As ultimas imegens de satelite mostram convecção intensa a desenvolver-se ba zona onde surgirá a frente fria.

Segundo a analise mesoescalar ao HIRLAM  e ao GFS ( http://www.lightningwizard.com/maps/), as condições durante o dia de Domingo são favoraveis á ocorrencia de convecção organizada em segmentos lineares e MCS com possibilidade de ocorrencia de ventos fortes localizados de origem convectiva associados a fenomenos do tipo bow echo.

O shear forte, entre 40 e 50kts deverá ser o suficiente para manter células de ciclos de vida mais longos, mais organizadas e com potencial de causar para alem dos ventos fortes precipitação intensa e localmente excessiva.

Aguardaremos a analise dos meteorologistas do ESTOFEX, mas a minha opinião vai para um nivel 1, ou um nivel 2 fraco, com incidencia na possibilidade de chuva localmente excessiva e de rajadas de vento forte.

:::::::::::::::::::::

Para a RAM a unica coisa a ter em atenção é a evolução da Nadine, esta depressão de Domingo passará bastante a norte.

Embebida na circulação exterior da Nadine circularão algumas linhas ou areas de instabilidade, com aguaceiros e/ou trovoadas dispersos localmente moderados a fortes.

Tambem estará bastante calor, acentuado pela humidade elevada ( o mesmos e aplicará ao continente a partir da tarde de amanhã...tempo abafado e quente) embora no continente a passagem da frente deva introduzir ar mais seco e fresco a partir da noite de Domingo.


----------



## Aurélio (22 Set 2012 às 09:46)

Um conselho .....

Deixem de seguir esta Nadine, no modelo ECMWF, porque simplesmente este modelo está um desastre este ano, em especial no que toca a depressões tropicais, e na previsão na próxima semana este consegue em cada run criar uma verdadeira obra de arte, e que depois é constantemente adiada.

Mesmo para o sistema frontal de amanhã a maior parte dos modelos coloca o litoral algarvio na corda bamba entre chover ou não chover ....

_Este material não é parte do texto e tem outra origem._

Issue #546, opened 2015-08-14
better document REST API 


nathandunn:
Every controller (and they all register with the system) should have a "describe web services" that provides input and can be parsed up via JSON / AngularJS:

- [x] for each controller provide the proper info in the webservices method:
   - [x] have it do an angularJS rendering . . can look like this: http://loic911.github.io/restapidoc/
   - [x] create a utility class for creating the JSON object (controller, method, arguments, description, etc.)
- [x] properly document all of the webservices in every controller that has them:
  - [x] organism
  - [x] user
  - [x] group 
  - [x] ioservice
  - [x] annotation editor (ugh)
- [x] add webservices header info from the .md file
- [x] auto-close:
   - [x] add collapse-all / expand-all
~~ - [ ] add animation!!~~
- [x] move URL Mapping (just uncomment one line of code)
- [x] double-check webservices.md and html (no sense in having older doc)
- [x] remove webservices.md and html (no sense in having older doc)

If all else fails, move doc into docs/.md  . . .

cmdcolin:
I think this is a good idea. I added web services API to markdown and added some updates along the way, and then I think that having "live" or "automatic" documentation could be a good feature (many of our current docs are actually showing WA1 scenarios, and the APIs do not 100% match)

nathandunn:
I don't think that the rest-api-doc will work for us. 

Probably just need to create a better manual page.

cmdcolin:
Agree. Since documentation is just continuous and we are not switching platforms can we close this as an issue?

nathandunn:
Not yet . . it is really bad and incomplete.  I need to think of a way to either move it into markup or tie it into the code base.

cmdcolin:
I actually migrated the html to markup here https://github.com/GMOD/Apollo/blob/master/docs/Web_services.md

cmdcolin:
We should actually move that markdown back to html to use in the web services link from the help tab

nathandunn:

A previsão a 10 dias saida hoje não tem nexo nenhum ..... não percebo esta modelação tão errática na sua trajectoria do resto da Nadine, tipo vai a Marrocos, sobe ao Algarve vira para Cádiz, e depois para completar o Picasso, vira para Noroeste rumo a Lisboa.

Um verdadeiro Picasso 

Até o NOGAPS lida melhor com depressões tropicais do que o ECMWF !


----------



## David sf (22 Set 2012 às 10:04)

E para festejar o início do outono, a atmosfera presenteia-nos com a tão esperada e abençoada chuva. Já hoje ao fim do dia deverão começar a cair os primeiros pingos no litoral norte, sendo todo o país afectado, mais o norte do que o sul, durante o dia de amanhã, domingo.

Esta situação de instabilidade pode vir acompanhada de trovoadas, os parâmetros convectivos são interessantes, e de vento por vezes forte, resultante da passagem de uma depressão, ainda em fase de cavamento, junto à Galiza.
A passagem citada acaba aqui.